Dzisiaj mija druga rocznica smierci Jerzego Rzewuskiego, dziennikarza, nie tylko muzycznego. Autora wielu artykulow o The Cure a przede wszystkim ksiazki „Poletko Pana Boba”. W archiwum znalazlem wywiad opublikowany w Gazecie Wyborczej przy okazji koncertu The Cure w Łodzi.
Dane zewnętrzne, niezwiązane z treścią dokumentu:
PR #152, opened 2020-07-10
Move config to env vars

kahowell:
I put all of the variables we currently had configured via deployment automation and a few we use regularly during development.

Configuration is still overridable via properties files, so the current `spring.config.additional-location` approach should work, until we move to just environment variables.

See README.md for documentation.

### DIFF
--- a/src/main/java/org/candlepin/subscriptions/ApplicationConfiguration.java
+++ b/src/main/java/org/candlepin/subscriptions/ApplicationConfiguration.java
@@ -133,7 +133,7 @@ public class ApplicationConfiguration implements WebMvcConfigurer {
     @Bean
     public AccountListSource accountListSource(ApplicationProperties applicationProperties,
         AccountConfigRepository accountConfigRepository, ApplicationClock clock) {
-        if (applicationProperties.getAccountListResourceLocation() != null) {
+        if (!applicationProperties.getAccountListResourceLocation().isEmpty()) {
             return new FileAccountListSource(
                 new FileAccountSyncListSource(applicationProperties, clock),
                 new ReportingAccountWhitelist(applicationProperties, clock)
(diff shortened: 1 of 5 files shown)


kahowell:
5bfb8b1 to 491765a: s/KAFKA_API_RECONNECT_TIMEOUT/KAFKA_API_RECONNECT_TIMEOUT_MS/

src/main/java/org/candlepin/subscriptions/ApplicationConfiguration.java
```diff
@@ -133,7 +133,7 @@ public static BeanFactoryPostProcessor servletInitializer() {
     @Bean
     public AccountListSource accountListSource(ApplicationProperties applicationProperties,
         AccountConfigRepository accountConfigRepository, ApplicationClock clock) {
-        if (applicationProperties.getAccountListResourceLocation() != null) {
+        if (!applicationProperties.getAccountListResourceLocation().isEmpty()) {
```
mstead, line 136: Won't this throw a NullPointerException if not set? Perhaps we should check the null case as well?

src/main/java/org/candlepin/subscriptions/files/ProductWhitelist.java
```diff
@@ -42,7 +42,7 @@
     private final PerLineFileSource source;
 
     public ProductWhitelist(ApplicationProperties properties, ApplicationClock clock) {
-        if (properties.getProductWhitelistResourceLocation() != null) {
+        if (!properties.getProductWhitelistResourceLocation().isEmpty()) {
```
mstead, line 45: Won't this throw a NullPointerException if not set? Perhaps we should check the null case as well?

src/main/java/org/candlepin/subscriptions/ApplicationConfiguration.java
kahowell: Fair enough, switched to `StringUtils.hasText` accordingly.

src/main/java/org/candlepin/subscriptions/files/ProductWhitelist.java
kahowell: Fair enough, switched to `StringUtils.hasText` accordingly.

PR #153, opened 2020-07-13
Apply access check to hosts APIs

kahowell:
To test, deploy with `rhsm-subscriptions.rbacApplicationName=insights`
and observe you cannot access the APIs.

Then deploy without the rbac application name overridden, observe that
you can access the APIs.


ntkathole:
@kahowell  Not sure if it will affect in future but I just noticed that 
When user is not opt in, error message shown on hosts API call for is 

`HTTP response body: {"errors":[{"status":"403","code":"SUBSCRIPTIONS1003","title":"Access Denied","detail":"Access is denied"}]}`

while tally and capacity APIs message shows correctly

`HTTP response body: {"errors":[{"status":"403","code":"SUBSCRIPTIONS1004","title":"Access Denied","detail":"Opt-in required."}]}`

kahowell:
@ntkathole oof, one more thing to change, luckily it's a tiny PR: #154

PR #157, opened 2020-07-23
1827686: Fix capacity handling when sla/usage not specified

kahowell:
This also makes the defaulting to "_ANY" common to the ResourceUtils method, rather than having it per-resource class. (Meaning this commit fixes the mapping for the hosts API)

(edited 2020-07-28)


ntkathole:
@kahowell will this change any existing behavior in terms of tally/capacity ?
```
Tally with "NO SLA" filter = All my tally - (Standard+Premium+Self-support)
Capacity with "NO SLA" filter = All my capacity
```

kahowell:
> @kahowell will this change any existing behavior in terms of tally/capacity ?

Actually I titled this commit/PR poorly. I'll reword to reflect better what it does which is fix a regression introduced in 5506089a267922a9fe1fa49edb6f7a31381451f0. With that commit, I unintentionally changed the behavior of "NO SLA" to act as an alias for UNSPECIFIED. (Consistent, but wrong for both Tally and Capacity :-)). The goal of this PR is to restore the proper behavior from just prior to that commit, while keeping deduplication from that commit.

PR #160, opened 2020-07-29
Fix gradle permissions issue on CI hosts

kahowell:


kahowell:
Got hint from https://github.com/gradle/gradle/issues/3318#issuecomment-360116187

PR #167, opened 2020-08-12
Add splunk sidecar to templates

kahowell:
Based on work done originally by @patrickeasters in an internal repo.

Note I adjusted all total CPU to be below 2 cores total, and all pods
below 2000Mi total memory.


kahowell:
@mstead, rebased

PR #169, opened 2020-08-19
Replace scheduler with CronJobs for purge, tally

kahowell:
To test, observe in CI, you can adjust the schedules as desired like so:

```
oc process -f templates/rhsm-subscriptions-scheduler.yml --param=KAFKA_BOOTSTRAP_HOST=platform-mq-ci-kafka-bootstrap.platform-mq-ci.svc.cluster.local '--param=CAPTURE_SNAPSHOT_SCHEDULE=0 * * * *' '--param=PURGE_SNAPSHOT_SCHEDULE=5 * * * *' --param=IMAGE_TAG=05004c5 | oc apply -f -
```

By implementing in the scheduler template, we don't need app-interface changes (I'm arguing that the cronjobs are just reimplementations of the scheduler function).

I applied a deadline to the both the job/pod of 30 minutes.

Note that I did not apply splunk forwarder sidecar to these images as it's not designed to be used with a terminating pod (the sidecar keeps running, preventing the job from completing). Given that we're queueing up work, but not performing it, and that the completed job pods' logs are viewable in OpenShift, deferring sidecar integration for now (future Kubernetes versions may give a clean, simple solution, see kubernetes/enhancements#753).


kahowell:
@mstead FYI, this should be merged at the same time as #165 ; they're co-dependent.

kahowell:
d0f62bb to d1c9938: adjust cron schedules - got confused in the transition between Quartz expression and cron expressions.

PR #176, opened 2020-09-02
Page (rather than stream) inventory DB queries

kahowell:
To test, connect to an existing DB with some data.

Port-forward a DB from the QA environment, and configure it via:

```
RHSM_SUBSCRIPTIONS_INVENTORY_SERVICE_DATASOURCE_URL=jdbc:postgresql://localhost:8999/insights ./gradlew bootRun
```

Then, use JMX to tally an account with a large number of hosts.

### DIFF
--- a/src/main/java/org/candlepin/subscriptions/ApplicationProperties.java
+++ b/src/main/java/org/candlepin/subscriptions/ApplicationProperties.java
@@ -93,6 +93,18 @@ public class ApplicationProperties {
     private int accountBatchSize = 500;
 
     /**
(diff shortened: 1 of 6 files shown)


kahowell:
a1fd2d3 to 92bac5f: add order by to rhsm hypervisor query

mstead:
@kahowell Since the other fix addressed our performance issues, is this PR still required? If not we should close it and re-open if we need to.

mstead:
Closed as this is not needed at the moment. Let's re-open should we need this code.

PR #178, opened 2020-09-09
Use generated ID instead of inventory_id for Hosts

mstead:
When an ID is manually set on the Host record, spring-data
repositories will always do a merge when saving an entity.
This results in a select being executed every time a new
host is created which in not necessary since we are
deleting all hosts for an account before a tally is run.

By using a generated ID and storing the inventory_id as a
separate property, we avoid the select statements, which
improves the overall performance.

**NOTE:** I opted to delete the hosts and host_tally_buckets tables via liquibase because it was a lot more difficult to add the ID column with a generated UUID. Because of this, the tally process will need to be re-run to repopulate the host data.


mstead:
Closing this PR in favor of another related to performance improvements for host insertion.

PR #179, opened 2020-09-09
Insert host performance improvements

mstead:
This PR addresses a few items that improves the host import process.

1. When an ID is manually set on the Host record, spring-data
repositories will always do a merge when saving an entity.
This results in a select being executed every time a new
host is created which in not necessary since we are
deleting all hosts for an account before a tally is run.

By using a generated ID and storing the inventory_id as a
separate property, we avoid the select statements, which
improves the overall performance.

2. The delete all hosts by account number query has
been improved quite a bit shaving a little more time off the
overall tally run.

3. Batch insert is now enabled when persisting to the DB.

### DIFF
--- a/src/main/resources/rhsm-subscriptions.properties
+++ b/src/main/resources/rhsm-subscriptions.properties
@@ -7,6 +7,11 @@
 
 spring.jmx.enabled=${JMX_ENABLED:true}
 
+# General hibernate configurations
+spring.jpa.properties.hibernate.jdbc.batch_size=${JDBC_BATCH_SIZE:100}
+spring.jpa.properties.hibernate.order_inserts=true
+spring.jpa.properties.hibernate.order_updates=true
+
 rhsm-subscriptions.dev-mode=${DEV_MODE:false}
 rhsm-subscriptions.prettyPrintJson=${PRETTY_PRINT_JSON:false}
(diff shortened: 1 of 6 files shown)


src/main/resources/rhsm-subscriptions.properties
```diff
@@ -5,6 +5,12 @@
 # We're keeping the context-path as "/" so that the actuators we use for OKD liveness/readiness probes have a
 # fixed path.  The actual subscriptions resources will be configured to hang off of the path below.
 
+# General hibernate configurations
+spring.jpa.properties.hibernate.jdbc.batch_size=${JDBC_BATCH_SIZE:100}
+spring.jpa.properties.hibernate.order_inserts=true
+spring.jpa.properties.hibernate.order_updates=true
+#spring.jpa.properties.hibernate.batch_versioned_data=true
```
kahowell, line 12: Can you please leave a comment as to why we would uncomment this, and what default value is (looks like default is `false`?)

kahowell (changes requested):
One tiny request, but overall looks great. Kudos!

kahowell:
And needs a rebase.

src/main/resources/rhsm-subscriptions.properties
mstead: Actually, that wasn't supposed to get in there. That was an oversight on my part and would only be used if we were versioning our entities.

I'll remove it.

mstead:
@kahowell Requested changes made. Thanks for the quick review. :+1:

kahowell (approved):

PR #2017, opened 2023-04-03
SWATCH-743:Add ui resources to trigger ui tests in post stage deploy

san7ket:


deploy/stage-internal-test-job.yaml
```diff
@@ -71,6 +71,16 @@ objects:
...
+          - name: DYNACONF_main__use_beta
+            value: "yes"
+          - name: DYNACONF_main__use_browser
+            value: "chrome"
+          - name: DYNACONF_browsers__chrome__webdriver
+            value: "Remote"
+          - name: DYNACONF_browsers__chrome__command_executor
+            value: "http://10.0.148.118:4444/wd/hub"
+          - name: DYNACONF_browsers__chrome__webdriver_options__desired_capabilities__chromeOptions__args
+            value: "['--headless','--window-size=1600,900']"
```
mirekdlugosz, line 83: FYI: graph component is known to skip days when forced in small area. This resolution is the same as we use on stage right now, and we observe test failures every now and then due to this. Currently there's two tests that are failing for this reason pretty reliably.

I think we _should_ keep the same screen resolution here as we have in standard stage job.

@diegomaranhao FYI. If we change screen resolution in `swatch-ci` settings file, we should change it here, too.

mirekdlugosz (approved):
LGTM :+1:

ntkathole (approved):

PR #2038, opened 2023-04-10
Remove the Selenium container for using grid

san7ket:
Removes the selenium Container as the iqe plugin is set to use the selenium grid in place


ntkathole (approved):
LGTM

PR #2063, opened 2023-04-17
SWATCH-907: Adds sanity job to detect clowder outages

san7ket:


smoke_test.sh
```diff
@@ -0,0 +1,29 @@
...
+# this test job is used as a 'canary job' to monitor for an ephemeral env outage
+
+set -ex
+
+IMAGE="quay.io/cloudservices/rhsm-subscriptions"
+APP_NAME="rhsm"  # name of app-sre "application" folder this component lives in
+COMPONENT_NAME="rhsm"  # name of app-sre "resourceTemplate" in deploy.yaml for this component
+IQE_PLUGINS="rhsm-subscriptions"
+IQE_MARKER_EXPRESSION=""
+IQE_FILTER_EXPRESSION="test_validate_tally_on_physical_rhel_sockets"
```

Rozmawial Krzysztof Kowalewicz.

Krzysztof Kowalewicz: Do napisania książki o zespole The Cure namówił Pana w 1991 roku Wiesław Weiss, redaktor naczelny „Tylko Rock” Dlaczego zaproponował akurat taki temat?
Jerzy Rzewuski: Prawdopodobnie dlatego, że kiedy powstało pismo „Tylko Rock” do jednego z pierwszych numerów przygotowałem kilkustronicową wkładkę o zespole. Widocznie spodobała się ona na tyle, że zaproponowano mi napisanie czegoś większego o The Cure. To był przypadek. Równie dobrze mogłem zająć się jakimś innym zespołem.

Długo zastanawiał się Pan, zanim podjął decyzję o napisaniu monografii?
-Właściwie nie. Miałem już zebraną dużą część materiału, z którego korzystałem przy okazji pisania wkładki. Poza tym znałem płyty i wówczas bardzo lubiłem zespół. Można powiedzieć, że do pisania książki przystąpiłem jakby z marszu. Jednak po różnych perturbacjach z pierwotnym wydawcą, który nagle zniknął z powierzchni ziemi, całość została ukończona dopiero wiosną 1993 roku. Potem maszynopis usiłowałem bezskutecznie sprzedać kilku wydawnictwom. Dopiero po zmianie kierownictwa „Iskier” wydrukowanie tej książki doszło do skutku.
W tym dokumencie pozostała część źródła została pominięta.